Philosophen haben darüber philosophiert, nicht selten mit dem Ergebnis, dass aus Vernunftgründen Gottes Existenz zu leugnen sei. Ja nicht einmal damit, dass ich Gott austilge, ist das „Warum“ aus der Welt.

Mit dem Kopf und mit dem Herzen werden wir immer gegen die Mauer dieses Lebensrätsels rennen. Und oft genug mit dem Glauben auch. Der Grimm gegen dieses Rätsel, liebe Gemeinde, wird uns lebenslang begleiten. Der Grimm, dass wir nicht dahinter kommen, nicht mit Theologie, nicht mit Moral, nicht mit aller unserer Vernunft. Und dieser Grimm, dass wir Gott nicht verstehen, dass wir dieses Lebensrätsel nicht lösen, dieser Grimm des Kain den wir in uns tragen, dieser Grimm wird auch immer wieder den Kain in uns produzieren. Dazu müssen wir gar nicht einmal etwas tun. Dazu müssen wir keinen Mord begehen, keinen Totschlag verüben. Den Kain in uns zu sehen, dazu reicht es, dass wir einander schlicht von den Lippen lesen. Wie da Dutzend Mal bei jedem von uns auf den Lippen die Frage zu stehen kommt, ob wir denn wohl, ob ich denn wohl der Hüter meines Bruders sein soll. Dazu muss ich ihm nichts getan haben.

Gerade das Nichts-Tun, liebe Gemeinde! Gerade das Versäumte kann viel schwerer wiegen als jede Tat. Das nicht gesprochene Wort schlimmer sein als jede Beleidigung. Und das Übersehen! Das Übersehen ist möglicherweise die verbreitetste Form des Übeltuns. Wohl dem, der um seine Verwandtschaft mit Kain, dem Mörder, weiß. Im Tun oder im Unterlassen. Gerade im Unterlassen, kann man sich mit einigem Entsetzen ja immer wieder nur an den Kopf fassen, wenn einem mal wieder aufgegangen ist, welche Tatsachen, vielleicht sogar ungewollte Tatsachen aus dem Nichts-Tun erwachsen.
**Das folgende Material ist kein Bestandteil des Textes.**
Issue #3570, opened 2016-07-17
Print final conflict set when dependency solver fails after an exhaustive search


grayjay:
@kosmikus suggested showing this message at default verbosity because it is often more relevant than the summarized log.

EDIT:
The new message could go here: https://github.com/haskell/cabal/blob/c116df4742264641f281e9480731cdd8313b309a/cabal-install/Distribution/Solver/Modular/Log.hs#L86  This is where the solver prints a message after an exhaustive search.  It already has access to the final conflict set, `cs`.

I would add a unit test to Solver.hs. Here is an example of a test that checks for a specific error message:
https://github.com/haskell/cabal/blob/c116df4742264641f281e9480731cdd8313b309a/cabal-install/tests/UnitTests/Distribution/Solver/Modular/Solver.hs#L45

ezyang:
@grayjay, if PR is welcome, could you edit your message to say where the code is that you would update to make this change, and how you would test it? Thanks!

grayjay:
I realized that the hardest part of this issue is coming up with helpful wording.  The task isn't as well-defined as I thought, so I removed the label.

grayjay:
Added in #3960.

Issue #941, opened 2012-05-24
Incorrect error messages for non-existing dependencies


bos:
(Imported from [Trac #951](http://hackage.haskell.org/trac/hackage/ticket/951), reported by guest on 2012-05-15)

When the build-depends-field contains non-existing packages, cabal-install sometimes does not report that these packages could not be found but complains about other constraints being unsolvable.

The attached cabal-file contains a dependency for a non-existing package called "bogus". This is what I get:

<pre class="wiki">$ cabal install --only-dependencies --dry-run
Resolving dependencies...
cabal: Could not resolve dependencies:
next goal: foo (user goal)
rejecting: foo-1.0 (global constraint requires ==0.1.0.0)
trying: foo-0.1.0.0
trying: heist-0.8.0 (dependency of foo-0.1.0.0)
trying: transformers-0.3.0.0 (dependency of heist-0.8.0)
next goal: mtl (dependency of heist-0.8.0)
rejecting: mtl-2.1.1, 2.1 (conflict: heist =&gt; mtl&gt;=2.0 &amp;&amp; &lt;2.1)
rejecting: mtl-2.0.1.0, 2.0.0.0 (conflict: transformers==0.3.0.0, mtl =&gt;
transformers==0.2.*)
rejecting: mtl-1.1.1.1, 1.1.1.0, 1.1.0.2, 1.1.0.1, 1.1.0.0, 1.0 (conflict:
heist =&gt; mtl&gt;=2.0 &amp;&amp; &lt;2.1)
</pre>When removing "bogus" from the build-depends, cabal-install is able to come up with a working install plan.

Used versions:

<pre class="wiki">$ cabal --version
cabal-install version 0.14.0
using version 1.14.0 of the Cabal library
</pre>

grayjay:
I have an idea for improving the summary in cases like this.  We could run the solver once to try to find a solution.  Then, if it fails, we could run it again, but have it prefer goals from the first run's top-level conflict set.  The solver would use the log from the second run, up to the first error, as the summary.

The errors from the second run could be more relevant, because they are likely to come from the final conflict set, which explains why the whole tree has no solution.  In this example, the conflict set is probably {bogus, foo}.  So the error message would show the solver trying `foo` and then `bogus`.

grayjay:
See #4139 for another example of a misleading first error message.

grayjay:
[...]

PR #3960, opened 2016-10-08
Print final conflict set when search is exhaustive

fmthoma:
Pull request for #3570.

The final confilct set is printed along with the conflict count of each conflict, if available.

Open for discussion:
- The original error message is thrown away, we currently only show the conflilct set. Should we restore it and print both?
- The conflict count is not actually a useful metric. Should we expose it, or should we rescale it to something more useful to the user?

### DIFF
--- a/cabal-install/Distribution/Solver/Modular/Explore.hs
+++ b/cabal-install/Distribution/Solver/Modular/Explore.hs
@@ -68,8 +68,6 @@ backjump (EnableBackjumping enableBj) var initial xs =
 
 type ConflictSetLog = RetryLog Message (ConflictSet QPN, ConflictMap)
 
-type ConflictMap = Map (Var QPN) Int
-
 getBestGoal :: ConflictMap -> P.PSQ (Goal QPN) a -> (Goal QPN, a)
 getBestGoal cm =
   P.maximumBy
@@ -174,7 +172,4 @@ backjumpAndExplore :: EnableBackjumping
                    -> CountConflicts
                    -> Tree d QGoalReason -> Log Message (Assignment, RevDepMap)
 backjumpAndExplore enableBj countConflicts =
-    toLog . exploreLog enableBj countConflicts . assign
-  where
-    toLog :: RetryLog step fail done -> Log step done
-    toLog = toProgress . mapFailure (const ())
+    toProgress . exploreLog enableBj countConflicts . assign
--- a/cabal-install/Distribution/Solver/Modular/Log.hs
+++ b/cabal-install/Distribution/Solver/Modular/Log.hs
@@ -34,7 +34,7 @@ data Exhaustiveness = Exhaustive | BackjumpLimitReached
 logToProgress :: Maybe Int -> Log Message a -> Progress String String a
 logToProgress mbj l = let
                         es = proc (Just 0) l -- catch first error (always)
-                        ms = useFirstError (proc mbj l)
+                        ms = proc mbj l
                       in go es es -- trace for first error
                             (showMessages (const True) True ms) -- run with backjump limit applied
   where
@@ -52,19 +52,6 @@ logToProgress mbj l = let
     proc (Just n) (Step x@(Failure _  Backjump) xs) = Step x (proc (Just (n - 1)) xs)
     proc mbj'     (Step x                       xs) = Step x (proc mbj'           xs)
 
-    -- Sets the conflict set from the first backjump as the final error in case of a
-    -- non-exhaustive search.
-    useFirstError :: Progress Message (Exhaustiveness, ConflictSet QPN, ConflictMap) b
-                  -> Progress Message (Exhaustiveness, ConflictSet QPN, ConflictMap) b
-    useFirstError = replace Nothing
-      where
-        replace _       (Done x)                              = Done x
-        replace _       (Fail (Exhaustive,           cs, cm)) = Fail (Exhaustive, cs, cm)
-        replace cs'     (Fail (BackjumpLimitReached, cs, cm)) = -- Prefer first error over later error.
-                                                                Fail (BackjumpLimitReached, fromMaybe cs cs', cm)
-        replace Nothing (Step x@(Failure cs Backjump) xs)     = Step x $ replace (Just cs) xs
-        replace cs'     (Step x                       xs)     = Step x $ replace cs' xs
-
     -- The first two arguments are both supposed to be the log up to the first error.
     -- That's the error that will always be printed in case we do not find a solution.
     -- We pass this log twice, because we evaluate it in parallel with the full log,
@@ -73,15 +60,16 @@ logToProgress mbj l = let
     --
     -- The third argument is the full log, ending with either the solution or the
     -- exhaustiveness and first conflict set.
-    go :: Progress Message a b
-       -> Progress Message a b
+    go :: Progress Message (Exhaustiveness, ConflictSet QPN, ConflictMap) b
+       -> Progress Message (Exhaustiveness, ConflictSet QPN, ConflictMap) b
        -> Progress String (Exhaustiveness, ConflictSet QPN, ConflictMap) b
        -> Progress String String b
-    go ms (Step _ ns) (Step x xs)           = Step x (go ms ns xs)
-    go ms r           (Step x xs)           = Step x (go ms r  xs)
-    go ms _           (Fail (exh, cs, cm))  = Fail $
+    go ms (Step _ ns)        (Step x xs)           = Step x (go ms ns xs)
+    go ms r                  (Step x xs)           = Step x (go ms r  xs)
+    go ms (Step _ ns)        r                     = go ms ns r
+    go ms (Fail (_, cs', _)) (Fail (exh, cs, cm))  = Fail $
         "Could not resolve dependencies:\n" ++
-        unlines (messages $ showMessages (L.foldr (\ v _ -> v `CS.member` cs) True) False ms) ++
+        unlines (messages $ showMessages (L.foldr (\ v _ -> v `CS.member` cs') True) False ms) ++
         case exh of
             Exhaustive ->
                 "After searching the rest of the dependency tree exhaustively, "
@@ -92,4 +80,9 @@ logToProgress mbj l = let
                 "change with --max-backjumps or try to run with --reorder-goals).\n"
               where currlimit (Just n) = "currently " ++ show n ++ ", "
                     currlimit Nothing  = ""
-    go _  _           (Done s)              = Done s
+    go _  _                  (Done s)              = Done s
+    go _  (Done _)           (Fail _)              = Fail $
+        -- Should not happen: Second argument is the log up to first error,
+        -- third one is the entire log. Therefore it should never happen that
+        -- the second log finishes with 'Done' and the third log with 'Fail'.
+        "Could not resolve dependencies; something strange happened."
--- a/cabal-install/Distribution/Solver/Modular/Log.hs
+++ b/cabal-install/Distribution/Solver/Modular/Log.hs
@@ -84,8 +84,8 @@ logToProgress mbj l = let
         unlines (messages $ showMessages (L.foldr (\ v _ -> v `CS.member` cs) True) False ms) ++
         case exh of
             Exhaustive ->
-                "Dependency tree exhaustively searched.\n" ++
-                "I've had most trouble fulfilling the following goals: "
+                "After searching the rest of the dependency tree exhaustively, "
+                ++ "these were the goals I've had most trouble fulfilling: "
                 ++ CS.showCSWithFrequency cm cs
             BackjumpLimitReached ->
                 "Backjump limit reached (" ++ currlimit mbj ++
--- a/cabal-install/Distribution/Solver/Modular/Log.hs
+++ b/cabal-install/Distribution/Solver/Modular/Log.hs
@@ -39,25 +39,25 @@ logToProgress mbj l = let
     -- and ignores repeated backjumps. If proc reaches the backjump limit, it truncates
     -- the 'Progress' and ends it with the last conflict set. Otherwise, it leaves the
     -- original success result or replaces the original failure with 'Nothing'.
-    proc :: Maybe Int -> Log Message b -> Progress Message (Bool, ConflictSet QPN) b
+    proc :: Maybe Int -> Log Message b -> Progress Message (Bool, ConflictSet QPN, ConflictMap) b
     proc _        (Done x)                          = Done x
-    proc _        (Fail (cs, _cm))                  = Fail (True, cs)
+    proc _        (Fail (cs, cm))                   = Fail (True, cs, cm)
     proc mbj'     (Step x@(Failure cs Backjump) xs@(Step Leave (Step (Failure cs' Backjump) _)))
       | cs == cs'                                   = Step x (proc mbj'           xs) -- repeated backjumps count as one
-    proc (Just 0) (Step   (Failure cs Backjump)  _) = Fail (False, cs)
+    proc (Just 0) (Step   (Failure cs Backjump)  _) = Fail (False, cs, mempty)
     proc (Just n) (Step x@(Failure _  Backjump) xs) = Step x (proc (Just (n - 1)) xs)
     proc mbj'     (Step x                       xs) = Step x (proc mbj'           xs)
 
     -- Sets the conflict set from the first backjump as the final error, and records
     -- whether the search was exhaustive.
-    useFirstError :: Progress Message (Bool, ConflictSet QPN) b
-                  -> Progress Message (Bool, ConflictSet QPN) b
+    useFirstError :: Progress Message (Bool, ConflictSet QPN, ConflictMap) b
+                  -> Progress Message (Bool, ConflictSet QPN, ConflictMap) b
     useFirstError = replace Nothing
       where
         replace _       (Done x)                          = Done x
-        replace cs'     (Fail (exh, cs))                  = -- 'Nothing' means backjump limit not reached.
+        replace cs'     (Fail (exh, cs, cm))              = -- 'Nothing' means backjump limit not reached.
                                                             -- Prefer first error over later error.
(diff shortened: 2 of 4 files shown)


cabal-install/Distribution/Solver/Modular/Log.hs
```diff
@@ -40,25 +40,25 @@ logToProgress mbj l = let
     -- and ignores repeated backjumps. If proc reaches the backjump limit, it truncates
```
ezyang: This comment needs updating.

cabal-install/Distribution/Solver/Modular/Log.hs
```diff
@@ -40,25 +40,25 @@ logToProgress mbj l = let
...
-    useFirstError :: Progress Message (Maybe (ConflictSet QPN)) b
-                  -> Progress Message (Bool, Maybe (ConflictSet QPN)) b
+    useFirstError :: Progress Message (Bool, ConflictSet QPN) b
+                  -> Progress Message (Bool, ConflictSet QPN) b
     useFirstError = replace Nothing
       where
         replace _       (Done x)                          = Done x
-        replace cs'     (Fail cs)                         = -- 'Nothing' means backjump limit not reached.
+        replace cs'     (Fail (exh, cs))                  = -- 'Nothing' means backjump limit not reached.
                                                             -- Prefer first error over later error.
```
ezyang: This comment needs updating (something about doing something specifically when you exhaust search space?)

cabal-install/Distribution/Solver/Modular/Log.hs
```diff
@@ -72,17 +72,16 @@ logToProgress mbj l = let
...
-                                              "Could not resolve dependencies:\n" ++
-                                              unlines (messages $ showMessages (L.foldr (\ v _ -> v `CS.member` cs) True) False ms) ++
-                                              (if exh then "Dependency tree exhaustively searched.\n"
-                                                      else "Backjump limit reached (" ++ currlimit mbj ++
-                                                               "change with --max-backjumps or try to run with --reorder-goals).\n")
-                                                  where currlimit (Just n) = "currently " ++ show n ++ ", "
-                                                        currlimit Nothing  = ""
+    go ms _           (Fail (exh, cs))      = Fail $ "Could not resolve dependencies:\n" ++ if exh
+                                                then "Dependency tree exhaustively searched.\n" ++
+                                                         "Final conflict set is: " ++ CS.showCS cs
```
ezyang: Not something you need to do for this patchset, but someday we should explain to mere mortals what a conflict set is :)

ezyang:
Since this is just user visible business, it doesn't look that easy to automated test. But it would be nice if the commit messages included some sample output, i.e., "What would I expect to see with this new change?" For example, something like in da388222533c52018fe94ad7951cb2b46540dec8

fmthoma:
@ezyang Thank you for your review comments! I have addressed them in my updates. Also I have changed the message to a slightly less technical »I've had most trouble fulfilling the following goals: …«.

ezyang:
Thanks! Really helpful. CI failure is real though; try building locally with -Werror.

I wonder if we should print the conflict counts in non-verbose mode. They don't seem that useful for someone who doesn't know what they are.

fmthoma:
@ezyang: I had this discussion with @kosmikus as well. On one hand, the absolute numbers do not provide any useful metric. On the other hand, their relative values do provide a tendency how severe a conflict is (there is a difference between `package1 (10000), package2 (9999)` and `package1 (10000), package2 (3)` that is not neglectable). So here are some suggestions:
* Print the numbers as they are
* Defer them to verbose mode
* Normalize them to something more useful (e.g. to percentage of all conflicts)
* Use them to further reduce the output, e.g. cut off all packages that contribute less than 1..10% of all conflicts.

The warning should be gone now, I overlooked a `Control.Applicative` import.

ezyang:
I'm OK with leaving the counts, I just want to open up a discussion.

Actually, while we're at it, why don't we talk about what the conflict counts mean in the first place. My understanding is they is they specify how many times a package shows up in a "conflict set", which is a set of packages that have incompatible constraints that cause a solution to be unsat. Is this accurate?  This makes me wonder: the solver is supposed to bail out early when it encounters a conflict. So the actual conflict counts are going to be heavily dependent on the order the solver attempted to solve packages in.

fmthoma:
> So the actual conflict counts are going to be heavily dependent on the order the solver attempted to solve packages in.

Yes, this shows up for example in #3961 where the counts are heavily dependent on how we accumulate them while backjumping. So these numbers are not an exact science, but they give a good indication nevertheless.

I personally would probably prefer from a user perspective to have percentages (»This package was involved in about n% of all conflicts«) and a sensible cutoff.

phadej:
@grayjay use

```hs
import Prelude ()         
import Distribution.Client.Compat.Prelude
```

(related to `Control.Applicative`)

cabal-install/Distribution/Solver/Modular/Explore.hs
```diff
@@ -67,8 +67,6 @@ backjump (EnableBackjumping enableBj) var initial xs =
```
grayjay: I just realized that the line above updates the conflict map even when `countConflicts` is false.  It should probably be something like `if countConflicts then (cs, updateCM initial cm) else (cs, cm)` to avoid creating a thunk from the conflict map when it isn't used.

cabal-install/Distribution/Solver/Modular/Log.hs
```diff
@@ -20,11 +22,13 @@ import qualified Distribution.Solver.Modular.ConflictSet as CS
 -- Represents the progress of a computation lazily.
 --
 -- Parameterized over the type of actual messages and the final result.
-type Log m a = Progress m () a
+type Log m a = Progress m (ConflictSet QPN, ConflictMap) a
 
 messages :: Progress step fail done -> [step]
 messages = foldProgress (:) (const []) (const [])
 
+data Exhaustive = Exhaustive | NotExhaustive
```
grayjay: I think `Exhaustiveness` would be clearer.

cabal-install/Distribution/Solver/Modular/Log.hs
```diff
@@ -39,26 +43,27 @@ logToProgress mbj l = let
...
+    -- Sets the conflict set from the first backjump as the final error in case of a
+    -- non-exhaustive search.
+    useFirstError :: Progress Message (Exhaustive, ConflictSet QPN, ConflictMap) b
+                  -> Progress Message (Exhaustive, ConflictSet QPN, ConflictMap) b
     useFirstError = replace Nothing
       where
         replace _       (Done x)                          = Done x
-        replace cs'     (Fail cs)                         = -- 'Nothing' means backjump limit not reached.
+        replace _       (Fail (Exhaustive,    cs, cm))    = Fail (Exhaustive, cs, cm)
+        replace cs'     (Fail (NotExhaustive, cs, cm))    = -- Backjump limit not reached.
```
grayjay: Should this be "Backjump limit reached"?

cabal-install/Distribution/Solver/Modular/Log.hs
```diff
@@ -72,17 +77,21 @@ logToProgress mbj l = let
...
-                                              "Could not resolve dependencies:\n" ++
-                                              unlines (messages $ showMessages (L.foldr (\ v _ -> v `CS.member` cs) True) False ms) ++
-                                              (if exh then "Dependency tree exhaustively searched.\n"
-                                                      else "Backjump limit reached (" ++ currlimit mbj ++
-                                                               "change with --max-backjumps or try to run with --reorder-goals).\n")
-                                                  where currlimit (Just n) = "currently " ++ show n ++ ", "
-                                                        currlimit Nothing  = ""
+    go ms _           (Fail (exh, cs, cm))  = Fail $
+        "Could not resolve dependencies:\n" ++
+        unlines (messages $ showMessages (L.foldr (\ v _ -> v `CS.member` cs) True) False ms) ++
```
grayjay: It looks like `cs` is the first conflict set when the backjump limit is reached and the last conflict set when the search is exhaustive.  Shouldn't this line always filter the short log using the first conflict set?  The final conflict set might not contain the first error, which would cause the error to be filtered out.

Another option is to remove the filtered log altogether, to avoid showing two possibly unrelated errors.

cabal-install/Distribution/Solver/Modular/Log.hs
```diff
@@ -72,17 +77,21 @@ logToProgress mbj l = let
...
+        case exh of
+            Exhaustive ->
+                "Dependency tree exhaustively searched.\n" ++
+                "I've had most trouble fulfilling the following goals: "
+                ++ CS.showCSWithFrequency cm cs
```
grayjay: I wonder if we should only show the counts at higher verbosity, since there are cases where they could be misleading.  For example, the solver could immediately stop after finding a missing dependency, which would give the missing dependency a count of 1, even though it is part of a minimal conflict set.

cabal-install/Distribution/Solver/Modular/Log.hs
fmthoma: Indeed, I'll the `data Exhaustive` to `data Exhaustiveness = Exhaustive | BackjumpLimitReached` so the comment is now unnecessary.

fmthoma:
@grayjay, @ezyang: I think it makes sense to show the conflict counts only on a higher verbosity level. However, this requires either passing the verbosity to the solver (which is kind of an intrusive change), or to change the return type of the solver (which is also quite intrusive). I am working on this, but I would rather suggest we merge this pull request without this change, and I open another one with the conflict counts only on verbose.
@kosmikus: Do you agree with @grayjay and @ezyang to show the counts only in verbose mode?

fmthoma:
@grayjay, @ezyang: I think it makes sense to show the conflict counts only on a higher verbosity level. However, this requires either passing the verbosity to the solver (which is kind of an intrusive change), or to change the return type of the solver (which is also quite intrusive). I am working on this, but I would rather suggest we merge this pull request without this change, and I open another one with the conflict counts only on verbose.
@kosmikus: Do you agree with @grayjay and @ezyang to show the counts only in verbose mode?

23Skidoo:
> I would rather suggest we merge this pull request without this change, and I open another one with the conflict counts only on verbose.

Fine with me.

cabal-install/Distribution/Solver/Modular/Explore.hs
fmthoma: Good catch, changed it in the PR.

cabal-install/Distribution/Solver/Modular/Log.hs
grayjay: The solver always prints `ms`, which is the log to the first error.  It truncates the log on the line `es = proc (Just 0) l -- catch first error (always)` above.

> BTW, what is the original rationale anyway for showing the first rather than the last error in case the backjump limit is reached?

According to the discussion in #941, the first error was chosen because the solver has made fewer compromises at that point, and the conflicts are more likely to be relevant.  Also, I don't think that there is an obvious place to start printing the summarized log leading up to the final error.  The log wouldn't always include the top of the tree.

cabal-install/Distribution/Solver/Modular/Explore.hs
grayjay: @fmthoma Actually, the code that I linked to above isn't enough to prevent space leaks.  I had to fix it in https://github.com/haskell/cabal/pull/4122/commits/41cd78641926bfa05f9aa6d8e75e56be0f8ec18c.

`getFirstGoal` doesn't evaluate the conflict map unless there is more than one goal, so it is possible for a thunk to develop even with --count-conflicts.  Using `seq` is more reliable.

cabal-install/Distribution/Solver/Modular/Log.hs
fmthoma: Okay, so to summarize:
* We always print the first error encountered.
* In case the backjump limit is reached, we print the first conflict set (which coincides with the first error).
* For an exhaustive search, we print the final conflict set (which may not coincide with the first error).

So this could be solved
1. either by choosing to print the first rather than the final conflict set also in the exhaustive case (what would this imply?),
2. or by printing the error only in the non-exhaustive case and thus avoiding the problem (in fact, in an early version of the PR, @kosmikus and I had printed the error message only in the non-exhaustive case, but we changed it),
3. or by printing the last error in the non-exhaustive case.

My understanding of the issue is still somewhat incomplete, but it seems to me that using the reasoning from #941 also applies to the exhaustive case, so option (1) looks to me like the soundest one?

grayjay: I like option (2).

> 1. either by choosing to print the first rather than the final conflict set also in the exhaustive case (what would this imply?),

I think that the first conflict set isn't very useful, because it comes from the first node where the solver backjumps, which is near the leaves of the tree.  It contains the same information as the first error.  However, the final conflict set is assigned to the root of the tree (in the exhaustive case), and it summarizes all conflicts in the tree.  It means that any solution to the dependency problem would need to assign a value that isn't available in the search tree to at least one of the variables in the conflict set.

The solver's conflict sets differ from the ones in [Modular lazy search for Constraint Satisfaction Problems] (http://dx.doi.org/10.1017/S0956796801004051) because they can also contain variables that are below the current node.  That difference makes the final conflict set more useful.

> 3 . or by printing the last error in the non-exhaustive case.

I'm not sure how this makes the behavior more consistent, or did you mean the exhaustive case?

fmthoma: Yes, I meant the exhaustive case :-) (fixed it in my comment above.)

Then let's go with option (2), I will do the change.

fmthoma: Pushed the change. Unfortunately, the failing tests point out a problem with this approach: We don't know _why_ a package causes a problem (which might be trivial in case of a package conflict, but in the case of a missing unknown package, that information is quite valuable).

fmthoma: How about a message conveying that the error does not need to be in line with the final conflict set:

```
> cabal install --dry-run cabal-install-1.24.0.0 cabal-install-1.22.9.0
Resolving dependencies...
next goal: cabal-install (user goal)
rejecting: cabal-install-1.24.0.0 (constraint from user target requires
==1.22.9.0)
rejecting: cabal-install-1.22.9.0 (constraint from user target requires
==1.24.0.0)
rejecting: cabal-install-1.22.8.0, cabal-install-1.22.7.0,
cabal-install-1.22.6.0, cabal-install-1.22.5.0, cabal-install-1.22.4.0,
cabal-install-1.22.3.0, cabal-install-1.22.2.0, cabal-install-1.22.0.1,
cabal-install-1.22.0.0, cabal-install-1.20.2.0, cabal-install-1.20.1.0,
cabal-install-1.20.0.6, cabal-install-1.20.0.5, cabal-install-1.20.0.4,
cabal-install-1.20.0.3, cabal-install-1.20.0.2, cabal-install-1.20.0.1,
cabal-install-1.20.0.0, cabal-install-1.18.2.0, cabal-install-1.18.1.0,
cabal-install-1.18.0.8, cabal-install-1.18.0.7, cabal-install-1.18.0.6,
cabal-install-1.18.0.5, cabal-install-1.18.0.4, cabal-install-1.18.0.3,
cabal-install-1.18.0.2, cabal-install-1.18.0.1, cabal-install-1.18.0,
cabal-install-1.16.1.0, cabal-install-1.16.0.2, cabal-install-1.16.0.1,
cabal-install-1.16.0, cabal-install-0.14.1, cabal-install-0.14.0,
cabal-install-0.10.2, cabal-install-0.10.0, cabal-install-0.8.2,
cabal-install-0.8.0, cabal-install-0.6.4, cabal-install-0.6.2,
cabal-install-0.6.0, cabal-install-0.5.2, cabal-install-0.5.1,
cabal-install-0.5.0, cabal-install-0.4.0 (constraint from user target requires
==1.22.9.0)
After searching the rest of the dependency exhaustively, these were the goals
I had most trouble fulfilling: cabal-install (49)
```

grayjay: That looks good.  Should it be "the rest of the dependencies"?

grayjay: That looks good.  So I think the only thing left is changing the summarized log so that it is always filtered with the first conflict set.

fmthoma: Please have a look at the last commit. Now the summarized log should be filtered with the first conflict set. This involved removing `useFirstError` and changing the traversal of the log in the `go` function, making `go` partial again, so I hope I didn't break anything.

cabal-install/Distribution/Solver/Modular/Log.hs
```diff
@@ -70,19 +60,29 @@ logToProgress mbj l = let
     --
     -- The third argument is the full log, ending with either the solution or the
     -- exhaustiveness and first conflict set.
```
grayjay: This is now the final conflict set.

cabal-install/Distribution/Solver/Modular/Log.hs
```diff
@@ -20,48 +21,37 @@ import qualified Distribution.Solver.Modular.ConflictSet as CS
...
-                  -> Progress Message (Bool, Maybe (ConflictSet QPN)) b
-    useFirstError = replace Nothing
-      where
-        replace _       (Done x)                          = Done x
-        replace cs'     (Fail cs)                         = -- 'Nothing' means backjump limit not reached.
-                                                            -- Prefer first error over later error.
-                                                            Fail (isNothing cs, cs' <|> cs)
-        replace Nothing (Step x@(Failure cs Backjump) xs) = Step x $ replace (Just cs) xs
-        replace cs'     (Step x                       xs) = Step x $ replace cs' xs
-
```
grayjay: Nice!

23Skidoo:
@grayjay @fmthoma Feel free to merge once the CI is green if you think that this PR is ready to go in.

grayjay:
It's green, so I'll merge it.  Thanks, @fmthoma!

Aber jeder, der sich so an den Kopf fasst, mag sich auch noch auf andere Art seiner Kains-Verwandtschaft vergewissern. „Der HERR machte ein Zeichen an Kain, dass ihn niemand erschlüge!“ Wir können gewiss sein, dieses Kains-Mal ist noch da. Seien Sie gewiss: Es schützt uns, schützt uns immer noch. Wir hätten einander sonst längst auf offener Straße erschlagen. Und wer ganz genau hinfasst, und ganz sorgfältig hinfühlt, der wird noch der Spuren eines ganz anderen Zeichens gewahr, das an uns befestigt ist. Das Zeichen des Wassers der Taufe. Und dieses Zeichen, wir können es nie verlieren. Es steht gewissermaßen als „Wasserzeichen“ auf dem Hintergrund von allen Kalenderblättern, auf die wir unsere Lebenstage schreiben. Auch die schwarzen, auch die, an denen unser eigenes Tun oder unser eigenes Unterlassen uns an den Kopf fassen lässt, erst recht an den Tagen, wo wir wieder einmal gegen die Mauer des Lebensrätsels rennen.

Dann müssen wir unser Wasser-Zeichen der Taufe Gott vorhalten: „Ich bin getauft auf deinen Namen … Du hast zu deinem Kind und Erben, mein lieber Vater, mich erklärt ... Du willst in aller Not und Pein, o guter Geist, mein Tröster sein“. So sei das nun! Amen.